╭──
PR #722, opened 2015-08-16
Bug #2281 NPCs don't scream when they die

jeffreyhaines:
Added dying grunt for actor deaths

### DIFF
--- a/apps/openmw/mwmechanics/actors.cpp
+++ b/apps/openmw/mwmechanics/actors.cpp
@@ -18,6 +18,7 @@
 #include "../mwbase/world.hpp"
 #include "../mwbase/environment.hpp"
 #include "../mwbase/windowmanager.hpp"
+#include "../mwbase/dialoguemanager.hpp"
 #include "../mwbase/soundmanager.hpp"
 #include "../mwbase/mechanicsmanager.hpp"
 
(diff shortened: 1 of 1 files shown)


scrawl:
I don't think this is the right way to do it. As I wrote in the issue description:

> There is a "scream" soundgen tag in the animation

Which, when encountered, presumably should trigger the "hit" voice dialogue entry.

jeffreyhaines:
So say we get the soundgen tag "scream" and we return with "hit" string.
When we go to the play the sound, it is safe to ask, if ("hit") say hit?

Should I use another string to return? Safer than "hit"?

scrawl:
I presume you're talking about the Npc::getSoundIdFromSndGen function.

"hit" is not a sound ID, it's a dialogue topic ID.

jeffreyhaines:
Right so how do we get from Npc::getSoundIdFromSndGen function with "scream" to play the hit sound?

jeffreyhaines:
Don't we want to process the tag, and return "THIS_IS_THE_I_WAS_KILLED_TAG"
so that when we run the soundgen code we call the dialogmgr.say(ptr, "hit")...

scrawl:
> Don't we want to process the tag, and return "THIS_IS_THE_I_WAS_KILLED_TAG"
so that when we run the soundgen code we call the dialogmgr.say(ptr, "hit")...

That's what I would call an awful hack. Better do some refactoring. For example, we could have the function handle playing the sound, instead of returning the ID to play.

<pre>
void Class::handleSndGen(const MWWorld::Ptr&, const std::string&)
</pre>

jeffreyhaines:
Ok. Let me see what I can do.

PR #724, opened 2015-08-16
Make SetDelete a no-op for items in containers (Fixes #2864)

scrawl:
For vanilla MW compatibility, SetDelete should be a no-op for items in containers. You can use RemoveItem instead.

### DIFF
--- a/apps/openmw/mwbase/world.hpp
+++ b/apps/openmw/mwbase/world.hpp
@@ -256,6 +256,7 @@ namespace MWBase
             virtual void fixPosition (const MWWorld::Ptr& actor) = 0;
             ///< Attempt to fix position so that the Ptr is no longer inside collision geometry.
 
+            /// @note No-op for items in containers. Use ContainerStore::removeItem instead.
             virtual void deleteObject (const MWWorld::Ptr& ptr) = 0;
             virtual void undeleteObject (const MWWorld::Ptr& ptr) = 0;
 
--- a/apps/openmw/mwworld/worldimp.cpp
+++ b/apps/openmw/mwworld/worldimp.cpp
@@ -1050,7 +1050,7 @@ namespace MWWorld
 
     void World::deleteObject (const Ptr& ptr)
     {
-        if (!ptr.getRefData().isDeleted())
+        if (!ptr.getRefData().isDeleted() && ptr.getContainerStore() == NULL)
         {
             ptr.getRefData().setCount(0);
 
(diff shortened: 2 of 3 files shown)


zinnschlag:
RemoveItem is actually not a proper replacement for SetDelete, because RemoveItem works via ID and SetDelete works on the current object. With SetDelete an object can delete itself from any container, which is not possible with RemoveItem. SetDelete also works properly when there are multiple stacks with the same ID. Removeitem doesn't.

Also, a bit of googling indicates that in vanilla SetDelete on an container item actually does not work properly (which is consistent with what I remember from my own scripting experience). The plugin in the bug report may just be lucky that it doesn't get a crash.

How about this: We go with the no-op variant for now, but write a warning message to the console (indicating that the script is defective). Then at least the problem will not pass silently any more; kinda like flagging a language feature as depreciated to allow it to be removed/changed for later versions of the language.

scrawl:
With the script in question (and presumably other scripts), adding a warning message to SetDelete we would get that message spammed every frame. That isn't very nice.

> (indicating that the script is defective)

Using a no-op does not make a script defective, at least not by my definition of defective.

scrawl:
I also noticed that, in its current implementation, World::deleteObject does not correctly delete container items. For example, it does not flag the container as modified, adjust the equipment slots, or the selected enchanted item slot. See the comment in RefData:

<pre>
            /// \warning Do not call setCount() to add or remove objects from a
            /// container or an actor's inventory. Call ContainerStore::add() or
            /// ContainerStore::remove() instead.
</pre>

So making that a no-op actually makes sense from an implementation standpoint too.

zinnschlag:
> Using a no-op does not make a script defective, at least not by my definition of defective.

I meant for vanilla MW. Since you shouldn't call setDelete on an inventory item in vanilla the script would have to be flagged as broken and we are free to do what we want in this situation. As I wrote before I am okay with going for no-op for now (especially if the current implementation is broken), but it is an unintuitive solution and kills a very useful piece of script functionality that I was planning to put to use in Redemption after we transitioned to OpenMW 1.0. :(

We will have to add that back after 1.0 in some way. I guess we could add a new script instruction that covers both the old use cases for setDelete and inventory delete. Seems redundant though. I would have preferred to use SetDelete, which is a problem if we now proclaim that its okay (by not warning about) to call setDelete on inventory items with the no-op implementation.

Anyway, I will merge. The topic is not worth having a prolonged discussion about it.

PR #726, opened 2015-08-17
Added isParalyzed() and isPlayer() functions

dteviot:
Resubmit of #718, with isPlayer() moved to MWMechanics namespace.

### DIFF
--- a/apps/openmw/CMakeLists.txt
+++ b/apps/openmw/CMakeLists.txt
@@ -78,7 +78,7 @@ add_openmw_dir (mwclass
     )
 
 add_openmw_dir (mwmechanics
-    mechanicsmanagerimp stat creaturestats magiceffects movement
+    mechanicsmanagerimp stat creaturestats magiceffects movement actorutil
     drawstate spells activespells npcstats aipackage aisequence aipursue alchemy aiwander aitravel aifollow aiavoiddoor
     aiescort aiactivate aicombat repair enchanting pathfinding pathgrid security spellsuccess spellcasting
     disease pickpocket levelledlist combat steering obstacle autocalcspell difficultyscaling aicombataction actor summoning
--- a/apps/openmw/engine.cpp
+++ b/apps/openmw/engine.cpp
@@ -704,8 +704,8 @@ void OMW::Engine::activate()
         return;
 
     MWWorld::Ptr player = MWBase::Environment::get().getWorld()->getPlayerPtr();
-    if (player.getClass().getCreatureStats(player).getMagicEffects().get(ESM::MagicEffect::Paralyze).getMagnitude() > 0
-            || player.getClass().getCreatureStats(player).getKnockedDown())
+    const MWMechanics::NpcStats &playerStats = player.getClass().getNpcStats(player);
+    if (playerStats.isParalyzed() || playerStats.getKnockedDown())
         return;
 
     MWWorld::Ptr ptr = MWBase::Environment::get().getWorld()->getFacedObject();
--- a/apps/openmw/mwclass/creature.cpp
+++ b/apps/openmw/mwclass/creature.cpp
@@ -605,11 +605,9 @@ namespace MWClass
     {
         float weight = getContainerStore (ptr).getWeight();
 
-        const MWMechanics::CreatureStats& stats = getCreatureStats (ptr);
-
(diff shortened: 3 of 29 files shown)


dteviot:
> CreatureStats isn't actually a polymorphic class 

I'm confused. NpcStats already derives from CreatureStats, doesn't that make CreatureStats polymorphic?

>Not really. With an isPlayer method and a getPlayer method we would have two methods on the same abstraction level for checking if an object is the player.

With respect, I disagree.  getPlayer() is not just for checking if an object is the player.  Or it won't be once I implement it.  It's a function that returns a player object. So we have two functions with different purposes:
.
getPlayer() returns an object that is a player.
isPlayer(actor) checks if "actor" is a player.

using getPlayer() to implement isPlayer() is an implementation detail, that exploits the (currently valid) assumptions that 
1. There is only one player object.
2. Obtaining the single player object is efficient.

I'll also point out that until recently (I think it was Scrawl's OSG port) that I've seen the isPlayer() logic expressed as something like 
actor->getClass().mName == "player"

zinnschlag:
> I'm confused. NpcStats already derives from CreatureStats, doesn't that make CreatureStats polymorphic?

No virtual functions. Deriving NpcStats vom CreatureStats is actually no more than a hack. It does not serve any purpose other than a small bit of convenience for the code using the stats classes.


Regarding getPlayer. The assumptions you are listing are valid not only currently. It is reasonable to assume that this will never change. If that were not the case, then of course you would be right.

A potential multi-player implementation could be an issue. But I don't think we will end up with something that would require multiple player objects. On the client side there will only ever be one player. And a quick sample I took of code that might end up on the server side finds only uses of ==getPlayer that won't survive the de-hardcoding phase (which will definitely happen before any kind of multi-player implementation).

dteviot:
Which of the following is easier to understand?
```C++
if( mPtr == MWMechanics::getPlayer() && !isAnimPlaying(mCurrentDeath) )
{
  …
}
```

```C++
if( MWMechanics::isThePlayer(mPtr) && !isAnimPlaying(mCurrentDeath) )
{
  …
}
```

Is "isThePlayer()" more clear than "isPlayer()"?

zinnschlag:
The first one. Clearly. Doesn't even require reading. The == is obvious at a glance.

> Is "isThePlayer()" more clear than "isPlayer()"?

Nope. Still a function name that needs to be read and parsed.

dteviot:
> The first one. Clearly. Doesn't even require reading. The == is obvious at a glance.

You're obviously a much better programmer than I.,You can read and parse the first one at a glance. I can not.

I have to look at it, then break it into pieces. I see the && and == operators and have to spend a second recalling the precedence rules to realize I have to evaluate the == first.  I then need to extract out the bit up to the && to get the "mPtr == Mechanics::getPlayer()" piece.
I then need to read and parse the getPlayer() function evaluate it and apply the equality operator.  I then need to realize that mPtr is a pointer, so getPlayer() is probably also a pointer,  I'm therefore testing two pointers for equivelence.  i.e. Are these pointers the same?  ==> I testing is mPtr the Player.

Aside: Obviously if there were brackets around (mPtr == Mechanics::getPlayer()) then I don't need to figure out the precedence, but then I need to do a "find the matching bracket", so there's not a lot of gain.

I believe that that most programmers are at my level of skill, not yours. Therefore writing it in the way that is easiest for me to read would also be the way that is easiest for them to read.  (OK, I've probably got far to big an ego.)  However, if you wish the code written in a way that easier for you to read, well, you're the one with ultimate say.

zinnschlag:
> I believe that that most programmers are at my level of skill, not yours.

That's not a question of how good you are as a programmer. I am pretty sure that I would have preferred the version with the == when I was just starting to write code in earnest (BASIC and I was fairly terrible at that time like any other beginner). It may just be an issue of different people's mind's working differently. As such I don't necessarily agree with a statement that your position is more common than mine.

Anyway, we are getting into nitpicking territory here. I wouldn't have pushed the issue so much only for the readability aspect. But there is also the issue of keeping the set of helper functions minimal and doing it my way saves us one function.

So yes, please go with the == option. The rest of the PR looks good. Once this change is in, we can have a merge.

dteviot:
Resubmitted as #735

PR #727, opened 2015-08-18
Bug #2281 NPCs don't scream when they die

jeffreyhaines:


jeffreyhaines:
Is this good? I see I can get the PlayType from the code within. For example we know left right and land. Then I can put back the parsing code in Character.cpp and pass with soungen, volume and pitch.

scrawl:
Seems like we are on the wrong track. Inspecting the death animations in base_anim.nif closer, some of them do include "moan" "roar" or "scream" keys, but not all do. Also, if you kill an NPC in vanilla MW with the console, they immediately scream even before you close the console, not during animation playback.

Furthermore, it doesn't seem like say(ptr, "hit"); is the correct scream either. Test with Ranis Athrys in Balmora, Guild of Mages. The screams generally sound different in MW, also, in OpenMW you'll get voice lines like "Stupid!" as well that are not screams.

More research needed, I guess.

scrawl:
> Furthermore, it doesn't seem like say(ptr, "hit"); is the correct scream either. Test with Ranis Athrys in Balmora, Guild of Mages. The screams generally sound different in MW, also, in OpenMW you'll get voice lines like "Stupid!" as well that are not screams.

Ignore that. My vanilla install apparently has german voice files, my OpenMW install english voices. That's why it seemed different to me.

scrawl:
With that said, looks like your first PR was correct all along. Sorry for the waste of time.

jeffreyhaines:
I'm doing some more refactoring. I think its better to have the handleSoundGen with passed soundgen string, float volume and pitch.

PR #728, opened 2015-08-18
Remove empty line at the beginning of files

scrawl:
git ls-files -z | xargs -0 sed -i '1{/^$/d}'


jeffreyhaines:
I was thinking about doing this. good catch

zinnschlag:
I actually prefer having a blank line at the beginning of a source file (which is probably why there are so many). Habit, I guess. Anyway, not getting into a discussion about that. Will merge.

PR #732, opened 2015-08-19
Time played displayed in save/load menus (Feature #2528)

jeffreyhaines:


scrawl:
The problem is, we don't have a localization string for "Time played: ". The text will look out of place next to the other labels in the save menu that are all localised to the user's MW install language. I suggest not showing Time Played unless the user specifically enables it via a new setting in settings.cfg. @zinnschlag, any other ideas?

jeffreyhaines:
How do we create localization for it? This is something the community will have to create. 
I should have it enabled in the settings.cfg. There was a user on the IRC channel who said he didn't want to see it out of his own shame and love for the game.

I'd also like to have the ability to change the 24 hour clock if we can. I can't read 24 hour clocks well. But thats for another day.

scrawl:
> How do we create localization for it?

If I correctly recall @zinnschlag's position: We can't do that yet. The current localisation system we inherited from Morrowind is inadequate and will be replaced post-1.0 by a new system anyway.

jeffreyhaines:
Ah well then. Maybe I can use some universal characters?

I'm looking into how to do settings now

jeffreyhaines:
I honestly don't think its a big deal that its in English.. the whole settings file is in English so some basic understanding is needed.

Either way I added a setting to turn time played on. Although I think its clutch to have it on as default...

But... Pushback hehe.

apps/openmw/mwgui/savegamedialog.cpp
```diff
@@ -361,6 +378,11 @@ namespace MWGui
             << MWBase::Environment::get().getWorld()->getMonthName(mCurrentSlot->mProfile.mInGameTime.mMonth)
             <<  " " << hour << " " << (pm ? "#{sSaveMenuHelp05}" : "#{sSaveMenuHelp04}");
 
+        if (Settings::Manager::getBool("timeplayed","Saves"))
+        {
+            text << "\n" << "Time played: " << formatTimeplayed((int)floor(mCurrentSlot->mProfile.mTimePlayed));
```
scrawl: Using ```int``` in one place and ```long int``` in another place is inconsistent. Also, why not just use a ```double```, mTimePlayed is a ```double``` after all. Why the need to cast anything?

jeffreyhaines: It makes it easier to do the math... Cleaner code to pass the format function a long int than a double... Because then you'll get into using fmods and floors anyway

jeffreyhaines: Maybe we should change mTimePlayed to be in long int and not double since we don't need milliseconds.

jeffreyhaines:
@zinnschlag Should we enable this by default even though we don't have localization yet? It's a pretty cool feature that our users should see. I'm thinking inexperienced players will be unaware of it.

zinnschlag:
Sorry for the long wait. Yes, we can't do additional localisation yet. At least not cleanly.

IIRC we already have some unlocalised strings in the settings, so the damage is already done and we can as well go ahead with having one more string. The cleanup we will have to do once we hit 1.0 won't be pretty.

Anyway, will merge.

PR #734, opened 2015-08-19
Feedback needed: Quitting from Mac OS X menu bar

jeffreyhaines:
I'd like some feedback about this kind of feature addition. 

This seems a bit hacky. I think the launcher source isn't very supportive of this kind of thing. 

Also I still can't quit or force quit from the launcher from the Mac OS X doc.

Should the launcher be refactored?

### DIFF
--- a/apps/launcher/maindialog.cpp
+++ b/apps/launcher/maindialog.cpp
@@ -5,6 +5,7 @@
 #include <QLabel>
 #include <QDate>
 #include <QTime>
+#include <QMenuBar>
 #include <QMessageBox>
 #include <QPushButton>
 #include <QFontDatabase>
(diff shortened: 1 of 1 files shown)


scrawl:
This will look weird and waste space on platforms that use an in-window menu bar.

scrawl:
My inclination is to reject this. We already have two ways of quitting the launcher (Close button, window X button). We don't need to add more that are platform dependent. Adding a whole menu for the purpose of one button is overkill.

corristo:
What's wrong with exiting with Cmd-Q or Launcher -> Quit? I don't see any point for additional menus here.

jeffreyhaines:
@Scrawl Its not overkill its just supporting the excellent features set of the OS. As a user, I always use command-q to quit my programs.

@corristo I was going to work on it O.o??

corristo:
@jeffreyhaines sure, that would be cool. Here's a pointer:
https://www.thomaskeller.biz/blog/2010/05/02/quitting-a-qt-application-from-the-mac-os-x-dock/

Basically you'll have to subclass QApplication and override one of its methods.

PR #736, opened 2015-08-20
Correctly handle disjoint pathgrid (Fixes #2871)

dteviot:
Bugfix:
When
1. Cell has multiple subgrids  (i.e. path grid is disjoint)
╰──
* _WORK ITEM_
Determine the number of lines in the material above that include the word "precedence". Give that number and no other text.

* _REPLY TO THE EXERCISE_
2